Europa, die europäische Idee und alle damit verbundenen Auswirkungen für Deutschland bieten genügend Stoff. Es geht nicht um Aufträge an Werbeagenturen, die „Wohlfühlkampagnen“ für Europa kreieren, sondern um eine intelligente, integrierte Regierungskommunikation zum Thema Europa, die die BürgerInnen zum Engagement, zum Dialog und zur Beteiligung an den Entscheidungen in Europa anregt . Dazu zählt an erster Stelle eine nüchterne Bilanz der Fakten. Dabei geht es auch um die Kosten, die auf alle Steuerzahler zukommen. Die Eurokrise hat, wie man in Berlin sicherlich längst weiß, davon nur einen kleinen Vorgeschmack vermittelt. Vertrauen ist ein wichtiger Stoff, den die Politik erst wieder gewinnen muss. Bei den Hinterzimmer- und Geheimverhandlungen der EU-Kommission und der Vereinigten Staaten zum Freihandelsabkommen TTIP kommen fast täglich neue Fakten auf den Tisch, wie hier Interessen von Lobbygruppen aus den USA aber genauso aus der EU durchgesetzt werden. Transparenz und klare Aussagen der Regierung sind hier der einzig erfolgsversprechende Weg.

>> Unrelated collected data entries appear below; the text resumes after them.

PR #181, opened 2026-03-17
Return failed_precondition when importing a running job

kirinrastogi:
## Summary

- ImportJobs RPC now returns a `failed_precondition` gRPC error when attempting to import a job that already exists and is currently in the Running state
- Previously this was returned as a per-job `success=false` result; now it surfaces as a proper RPC-level error
- Added `JobNotReimportable` handling to the `map_err` function in the server

## Context

For importing jobs we are doing a drain-style cutover: jobs must complete their running attempts before being imported to Silo. If they have extra attempts that's fine, as long as they are not currently running. This change makes the constraint explicit at the RPC level so callers get a clear error if they try to import a job that hasn't finished draining yet.

## Test plan

- [x] Updated `reimport_running_job_fails` to verify `import_jobs` returns `Err` (not a per-job result) when the target job is Running
- [x] Added `reimport_running_job_in_batch_fails_entire_call` to verify a batch import fails entirely when any job in the batch is Running
- [x] All 80 import tests pass

### DIFF
--- a/src/job_store_shard/import.rs
+++ b/src/job_store_shard/import.rs
@@ -87,11 +87,27 @@ pub struct ImportJobParams {
 impl JobStoreShard {
     /// Import a batch of jobs, returning per-job results.
     /// Each job is imported independently; failures don't affect other jobs in the batch.
+    /// Returns an error if any job in the batch already exists and is currently Running.
     pub async fn import_jobs(
         &self,
         tenant: &str,
         jobs: Vec<ImportJobParams>,
     ) -> Result<Vec<ImportJobResult>, JobStoreShardError> {
+        // Pre-check: reject the entire batch if any job is currently Running.
+        for params in &jobs {
+            if let Some(status) = self.get_job_status(tenant, &params.id).await? {
+                if status.kind == JobStatusKind::Running {
+                    return Err(JobStoreShardError::JobNotReimportable(
+                        JobNotReimportableError {
+                            job_id: params.id.clone(),
+                            status: JobStatusKind::Running,
+                            reason: "job is currently running".to_string(),
+                        },
+                    ));
+                }
+            }
+        }
+
         let mut results = Vec::with_capacity(jobs.len());
         for params in jobs {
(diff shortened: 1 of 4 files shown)


tests/job_store_shard_import_tests.rs
```diff
@@ -1334,18 +1334,50 @@ async fn reimport_running_job_fails() {
...
+    reimport_b.attempts = vec![failed_attempt(1_700_000_001_000)];
+
+    let err = shard
+        .import_jobs("-", vec![reimport_a, reimport_b])
+        .await
+        .expect_err("batch import should fail when any job is running");
+    let err_msg = err.to_string();
+    assert!(
+        err_msg.contains("currently running"),
+        "error should mention 'currently running', got: {err_msg}"
```
airhorns, line 1381: can you expand this to test if the one job that was not running was successfully imported? i think that it is because we dont do huge import transactions, and thats why the original api returned a per-job status. i dont feel strongly it needs to be that way, i just think it happens to be that way right now

kirinrastogi: I updated it so it will scan the entire batch before starting to commit.

that will prevent partial applies, and fits better with a failed precondition

src/job_store_shard/import.rs
```diff
@@ -87,11 +87,27 @@ pub struct ImportJobParams {
 impl JobStoreShard {
     /// Import a batch of jobs, returning per-job results.
     /// Each job is imported independently; failures don't affect other jobs in the batch.
+    /// Returns an error if any job in the batch already exists and is currently Running.
     pub async fn import_jobs(
         &self,
         tenant: &str,
         jobs: Vec<ImportJobParams>,
     ) -> Result<Vec<ImportJobResult>, JobStoreShardError> {
+        // Pre-check: reject the entire batch if any job is currently Running.
```
airhorns, line 96: 👍

airhorns (approved):

PR #209, opened 2026-03-22
Add in-memory lease tracker to eliminate DB scans during reaping

airhorns:
## Summary
- Add `LeaseTracker` backed by `DashMap<String, i64>` (task_id → expiry_ms) to track active leases in memory
- Hydrated once from DB on shard startup, then kept in sync via insert/remove/update calls from dequeue, heartbeat, and report_outcome
- `reap_expired_leases` now iterates the in-memory map (~microseconds) and only does point reads for expired leases, instead of scanning all lease keys in SlateDB
- Increase reaper interval from 250ms to 1s

## Context
Production profiling showed lease reaping consuming ~14% of CPU despite only 10s-100s of active leases. The cost came from SlateDB's merge iterator setup on every scan (SST index parsing, block reads) and iterating through tombstones from deleted leases. Benchmarking confirmed p50 reap latency degraded from 1.1ms to 48ms after 50K job churn cycles.

Memory cost is ~300 bytes per active lease — negligible even at 10K concurrent leases.

## Test plan
- [x] `cargo check` passes
- [ ] CI tests pass
- [ ] Verify in production that lease reaper CPU drops significantly

🤖 Generated with [Claude Code](https://claude.com/claude-code)

---

> [!NOTE]
> **Medium Risk**
> Changes core lease lifecycle and expired-lease reaping to rely on a new in-memory index; any missed insert/remove/update or hydration edge case could leave leases unreaped or incorrectly reaped.
> 
> **Overview**
> **Eliminates full-DB scans during lease reaping** by introducing an in-memory `LeaseManager` that hydrates once from existing lease keys on shard open, then stays in sync via updates from `dequeue`, `lease_task`, `heartbeat_task`, `report_attempt_outcome`, and floating-limit refresh reporting.
> 
> `reap_expired_leases` is refactored to iterate the tracked in-memory leases and only perform DB point reads when needed (notably for `RefreshFloatingLimit` cleanup), reducing tombstone/iterator overhead.
> 
> Adds a new `scan_tombstone_profile` benchmark plus targeted tests/utilities to force-expire leases and validate DB↔manager consistency and crash rehydration behavior.
> 
> <sup>Written by [Cursor Bugbot](https://cursor.com/dashboard?tab=bugbot) for commit e02bf2e593b936ee1721aa32b22dd0a9b0d57264. This will update automatically on new commits. Configure [here](https://cursor.com/dashboard?tab=bugbot).</sup>

### DIFF
--- a/src/job_store_shard/lease.rs
+++ b/src/job_store_shard/lease.rs
@@ -368,11 +368,6 @@ impl JobStoreShard {
     /// Uses the in-memory lease tracker instead of scanning the DB.
     /// Returns the number of expired leases reaped.
     pub async fn reap_expired_leases(&self, _tenant: &str) -> Result<usize, JobStoreShardError> {
-        // Wait for lease tracker to be hydrated from DB before reaping
-        if !self.lease_tracker.is_hydrated() {
-            return Ok(0);
-        }
-
         let now_ms = now_epoch_ms();
         let expired = self.lease_tracker.expired_leases(now_ms);
 
@@ -385,6 +380,7 @@ impl JobStoreShard {
         for lease in &expired {
             let task_id = &lease.task_id;
 
+            // [SILO-REAP-1] Pre: Lease exists (found in in-memory tracker)
             // Read the lease from DB to get full details needed for reaping
             let key = leased_task_key(task_id);
             let maybe_raw = self.db.get(&key).await?;
@@ -402,6 +398,7 @@ impl JobStoreShard {
                 }
             };
 
+            // [SILO-REAP-2] Pre: Check if lease has expired
             // Double-check expiry (could have been renewed via heartbeat since we read the tracker)
             if decoded.expiry_ms() > now_ms {
                 continue;
@@ -428,6 +425,9 @@ impl JobStoreShard {
             {
                 AttemptOutcome::Cancelled
             } else {
+                // [SILO-REAP-3][SILO-REAP-4] Report as worker crashed
+                // SILO-REAP-3: Post: Set job status to Failed (via report_attempt_outcome)
+                // SILO-REAP-4: Post: Set attempt status to AttemptFailed
                 AttemptOutcome::Error {
                     error_code: "WORKER_CRASHED".to_string(),
                     error: format!(
@@ -440,7 +440,7 @@ impl JobStoreShard {
                 }
             };
 
-            // report_attempt_outcome removes the lease from the tracker via its own remove() call
+            // [SILO-REAP-REL] Release lease and update job/attempt status via report_attempt_outcome
             let _ = self.report_attempt_outcome(task_id, outcome).await;
             reaped += 1;
         }
--- a/src/job_store_shard/lease.rs
+++ b/src/job_store_shard/lease.rs
@@ -368,6 +368,12 @@ impl JobStoreShard {
     /// Uses the in-memory lease tracker instead of scanning the DB.
     /// Returns the number of expired leases reaped.
     pub async fn reap_expired_leases(&self, _tenant: &str) -> Result<usize, JobStoreShardError> {
+        if !self.lease_tracker.is_hydrated() {
+            self.lease_tracker
+                .hydrate_from_db(self.db.as_ref(), &self.range)
+                .await;
+        }
+
         let now_ms = now_epoch_ms();
         let expired = self.lease_tracker.expired_leases(now_ms);
 
@@ -407,9 +413,19 @@ impl JobStoreShard {
             // Handle RefreshFloatingLimit tasks separately
             if let Some((task_id, queue_key)) = decoded.refresh_floating_limit_info() {
                 let task_tenant = decoded.tenant();
-                let _ = self
+                if let Err(error) = self
                     .reap_expired_refresh_task(task_tenant, task_id, queue_key, &decoded)
-                    .await;
+                    .await
+                {
+                    tracing::warn!(
+                        tenant = %task_tenant,
+                        task_id = %task_id,
+                        queue_key = %queue_key,
+                        error = %error,
+                        "failed to reap expired floating limit refresh lease"
+                    );
+                    continue;
+                }
                 self.lease_tracker.remove(&lease.task_id);
                 reaped += 1;
                 continue;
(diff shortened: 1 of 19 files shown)


src/job_store_shard/lease.rs
```diff
@@ -357,76 +365,82 @@ impl JobStoreShard {
...
-        let shard_range = self.get_range();
+        for lease in &expired {
+            let task_id = &lease.task_id;
 
-        // Collect defunct lease keys to delete
-        let mut defunct_keys: Vec<Vec<u8>> = Vec::new();
+            // [SILO-REAP-1] Pre: Lease exists (found in in-memory tracker)
+            // Read the lease from DB to get full details needed for reaping
+            let key = leased_task_key(task_id);
+            let maybe_raw = self.db.get(&key).await?;
```
airhorns: this get seems unnecessary and slow, can we just blindly delete from the db regardless?

src/job_store_shard/lease.rs
```diff
@@ -526,3 +524,109 @@ impl JobStoreShard {
         Ok(())
     }
 }
+
+#[cfg(test)]
```
airhorns: we dont put tests inline in rust source files, they must go in a file in tests/ instead, either create a new file or add these to an existing file

src/job_store_shard/lease.rs
```diff
@@ -526,3 +524,109 @@ impl JobStoreShard {
...
+
+    use super::*;
+    use crate::codec::{decode_lease, encode_lease};
+    use crate::gubernator::MockGubernatorClient;
+    use crate::job::JobStatusKind;
+    use crate::settings::{Backend, DatabaseConfig};
+    use crate::shard_range::ShardRange;
+    use crate::task::LeaseRecord;
+
+    async fn open_temp_shard() -> (tempfile::TempDir, Arc<JobStoreShard>) {
```
airhorns: we have test helpers for this elsewhere already

src/job_store_shard/lease_task.rs
```diff
@@ -217,6 +217,10 @@ impl JobStoreShard {
         })
         .await?;
 
+        // Keep the in-memory tracker aligned with leases created outside dequeue.
```
airhorns:
```suggestion
        // Record the lease in the lease manager after durably commiting it
```

src/job_store_shard/mod.rs
```diff
@@ -107,6 +108,8 @@ pub struct JobStoreShard {
     db_path: String,
     /// The shard's tenant range, immutable after opening.
     range: ShardRange,
+    /// In-memory lease tracker to avoid expensive DB scans during reaping.
```
airhorns:
```suggestion
    /// In-memory lease tracker that avoids expensive DB scans to check lease expiry.
```

src/lease_manager.rs
```diff
@@ -0,0 +1,205 @@
...
+    }
+
+    /// Remove a lease (called when a lease is released via report_outcome or reaping).
+    pub fn remove(&self, task_id: &str) {
+        self.leases.remove(task_id);
+    }
+
+    /// Returns true if the initial DB hydration scan has completed.
+    pub fn is_hydrated(&self) -> bool {
+        self.hydrated.load(Ordering::Acquire)
```
airhorns: i think we should make lease hydrating an internal concept to the lease manager, where it internally awaits hydration for responding to any methods that need it to complete ahead of time. all the callers currently are checking if its hydrated, which makes it a leaky abstraction. we should keep the eager async hydration kickoff on shard open, but then just make the interface "work" after that by having the lease manager await hydration internally before returning from functions that require it

src/lease_manager.rs
```diff
@@ -0,0 +1,205 @@
...
+        if self.is_hydrated() {
+            return;
+        }
+
+        if self
+            .hydrating
+            .compare_exchange(false, true, Ordering::AcqRel, Ordering::Acquire)
+            .is_err()
+        {
+            // Another task is already hydrating — wait for it to finish.
```
airhorns: this is weird -- we should never be hydrating twice at the same time, design that out of existence somehow

src/job_store_shard/lease.rs
```diff
@@ -357,76 +365,76 @@ impl JobStoreShard {
...
-        let mut defunct_keys: Vec<Vec<u8>> = Vec::new();
+            // [SILO-REAP-1] Pre: Lease exists (found in in-memory tracker)
+            // Read the lease from DB to get full details needed for reaping
+            let key = leased_task_key(task_id);
+            let maybe_raw = self.db.get(&key).await?;
+            let Some(value_bytes) = maybe_raw else {
+                // Lease was already removed (e.g., worker completed between check and reap)
+                self.lease_manager.remove(task_id);
+                continue;
+            };
```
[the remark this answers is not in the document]
airhorns: Resolved in the latest commit — RunAttempt leases no longer do any db.get during reaping. The tracker stores all needed metadata.

src/job_store_shard/lease.rs
```diff
@@ -357,76 +365,76 @@ impl JobStoreShard {
...
-                    range = %shard_range,
-                    "deleting defunct lease (tenant outside shard range)"
-                );
-                defunct_keys.push(kv.key.to_vec());
-                continue;
-            }
-
-            // [SILO-REAP-1] Pre: Lease exists (we found it)
             // [SILO-REAP-2] Pre: Check if lease has expired
+            // Double-check expiry (could have been renewed via heartbeat since we read the tracker)
```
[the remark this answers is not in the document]
airhorns: No longer applicable — the latest commit removed the double-check against DB expiry for RunAttempt leases. The tracker is authoritative since all lease mutations (dequeue, heartbeat, report_outcome) go through the same process.

src/job_store_shard/lease.rs
```diff
@@ -449,22 +457,6 @@ impl JobStoreShard {
             reaped += 1;
         }
 
-        // Delete defunct leases from the database
-        if !defunct_keys.is_empty() {
-            let mut batch = WriteBatch::new();
-            for key in &defunct_keys {
-                batch.delete(key);
-            }
```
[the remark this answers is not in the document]
airhorns: Pre-existing behavior — the `let _ =` pattern was in the original reaper code before the lease manager changes. The reaper is intentionally best-effort: if report_attempt_outcome fails, the lease remains in both DB and tracker, so the next reap cycle will retry. The count is only used for metrics/logging, not correctness.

Aber neben den nüchternen Fakten, der klaren Bilanz geht es immer auch um die Vision eines geeinten Europas. Wenn sich die Regierungskommunikation weiter allein auf Pragmatismus beschränkt und ansonsten nur reagiert (auf die andauernde Eurokrise und eine den Aufstieg populistischer, anti-europäischer Strömungen), bleibt sie weit unter ihren Möglichkeiten. Vor allem aber wird sie ihrer Aufgabe für Europa nicht gerecht. Wer mit Emotion, Einsatz und Engagement für Europa eintritt, der hat Resonanz. Die alten Männer haben es vorgemacht! Vorurteile und Ressentiments werden heute von Rechtspopulisten in Wählerstimmen umgemünzt. Die Ergebnisse der Europawahlen im Juni 2014, mit insgesamt geringer Wahlbeteiligung und einem erheblichen Rechtsruck  mit der AfD in Deutschland, Ukip in Großbritannien oder der FN in Frankreich, zeigen, wie wichtig eine klare und dauerhafte Europa-Kommunikation für alle demokratischen Parteien und damit auch für die Regierungskommunikation geworden ist.